Januari 2009 dan sebagai tindak lanjut pelaksanaan ketentuan Pasal 17 ayat (2d)
ditetapkanlah aturan yang terutang dalam Peraturan Pemerintah No.19 Tahun
2009 tentang Pajak Penghasilan atas Dividen yang diterima atau Diperoleh Wajib
Pajak Orang Pribadi dalam Negeri dikenai Pajak Penghasilan sebesar 10% (
sepuluh persen) dan bersifat final. Tata cara pengenaan pajaknya dilakukan
melalui pemotongan oleh pihak yang membayar atau pihak lain yang ditunjuk
selaku pembayar dividen.

Pajak Penghasilan atas Bunga Simpanan yang Dibayarkan Kepada Anggota


Koperasi

Mengacu Pasal 4 ayat (2) huruf “a” , bahwa penghasilan berupa bunga
simpanan yang dibayarkan oleh koperasi kepada anggota kopeerasi orang pribadi
dapat dikenai Pajak Penghasilan yang bersifat final dan Pasal 17(7) mengatur
penetapan Tarif Pajak tersendiri.

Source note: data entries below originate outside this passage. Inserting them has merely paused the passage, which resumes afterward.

PR #1203, opened 2019-12-21
Make it possible to use non-SDL video backends

D15C0DE:
Historically openMSX has provided drivers and renderers that seem to allow different video backends. In practice however, SDL-specific functionality has seeped into the very core of the video classes.

This set of commits make it possible to use non-SDL video backends by turning the core video classes into (abstract) base classes and moving the SDL functionality into derivations of them.

The first and last commit of this set, though strictly not SDL-specific, are necessary to allow videosystems such as GUI toolkits to work.

### DIFF
--- a/src/Reactor.cc
+++ b/src/Reactor.cc
@@ -555,21 +555,24 @@ void Reactor::run(CommandLineParser& parser)
 		}
 	}
 
-	while (running) {
-		eventDistributor->deliverEvents();
-		assert(garbageBoards.empty());
-		bool blocked = (blockedCounter > 0) || !activeBoard;
-		if (!blocked) blocked = !activeBoard->execute();
-		if (blocked) {
-			// At first sight a better alternative is to use the
-			// SDL_WaitEvent() function. Though when inspecting
-			// the implementation of that function, it turns out
-			// to also use a sleep/poll loop, with even shorter
-			// sleep periods as we use here. Maybe in future
-			// SDL implementations this will be improved.
-			eventDistributor->sleep(20 * 1000);
-		}
+	while(iterate());
+}
+
+bool Reactor::iterate() {
+	eventDistributor->deliverEvents();
+	assert(garbageBoards.empty());
+	bool blocked = (blockedCounter > 0) || !activeBoard;
+	if (!blocked) blocked = !activeBoard->execute();
+	if (blocked) {
+		// At first sight a better alternative is to use the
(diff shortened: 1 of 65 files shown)


m9710797:
Thanks a lot for this work. I had a quick first look at this series and it looks very reasonable. But before merging I'd like to do a more detailed review first. A large part of that work will be to re-understand my own design ;-) I think I can make time for this on Monday or Tuesday. 

Already some initial feedback:

In part 4 'Move SDL-specific functionality out of OutputSurface' you add some dynamic_cast's to the code. I understand why a cast is needed, but I wonder why you choose 'dynamic_cast' instead of 'static_cast'. Would using our 'checked_cast' utility be a good compromise? (It acts like a static_cast, but for extra safety, and only when asserts are enabled, it checks that static_cast and dynamic_cast give the same result).

In part 5 'Make it possible to use non-SDL video backends' you introduce an abstract PixelFormat class. My first reaction is that this is overkill. But it's hard to judge the API of a class hierarchy when only one concrete implementation of the base class is visible, so give me some slack ;-) Wouldn't it be possible to make PixelFormat a concrete class? So no subclasses, instead of abstracting SDL_PixelFormat, PixelFormat would replace SDL_PixelFormat. The current virtual methods in PixelFormat then become simple getters for concrete data members. And the PixelFormat::map() method will do the calculation itself instead of delegating to SDL_MapRGB(), but that calculation is fairly easy.

Do you mind if I already cherry pick some easy parts (e.g. part 1)? Or do you prefer that I wait and merge this whole series in one go?

D15C0DE:
About dynamic_cast; any cast that works is fine by me.

About SDLPixelFormat; I didn't know to what degree the openMSX 2D engine depends on the specifics of SDL_MapRGB(), particularly with SDL ports to more exotic platforms. If you think it's ok to replace SDL_PixelFormat with PixelFormat completely, that might work. Since OpenGL has a fixed pixel format, the PixelFormat class is really mostly there to make the rest of the code work with both the GL and the SDL 2D engine. In fact, in my GL-only WIP I use a read-only pixelformat.

You can cherry pick from this series, sure!

m9710797:
I've merged this PR with small edits (see commit messages for details).

Apart from the 2 items I mentioned above (dynamic_cast and PixelFormat), I also:
- Made OutputSurface aware of its logical dimension (it already knew about its physical dimension).
- Fixed a bug related to the 'screenshot' command with renderer=sdl.

Thanks again.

Peraturan Pemerintah no.15 Tahun 2009
mengatur tentang berikut ini.
1. “Penghasilan Berupa Bunga Simpanan” yaitu imbalan berupa bunga
simpanan yang diterima anggota koperasi orang pribadi dari dana
simpanan anggota koperasi orang pribadi pada koperasi terdapat orang
pribadi tersebut menjadi anggota.
2. Tidak termasuk dalam kategori “Penghasilan Berupa Bunga Simpanan”
yaitu bunga simpanan yang diterima anggota koperasi orang pribadi yang
merupakan bagian dari Sisa Hasil Usaha(SHU).
3. Besarnya Pajak Penghasilan dan sifat pengenaan:
a. 0% (nol persen) untuk penghasilan berupa bunga simpanan sampai
dengan Rp240.000 per bulan; atau
b. 10% (sepuluh persen) dari jumlah bruto untuk penghasilan berupa
bunga simpanan lebuh dari Rp240.000 per bulan.
c. Sifat pengenaan pemotongan Pajak Penghasilan tersebut bersifat final.
4. Saat terutangnya yaitu pada saat pembayaran yang dilakukan koperasi.
5. Peraturan pemerintah mulai berlaku pada tanggal 1 Januari 2009.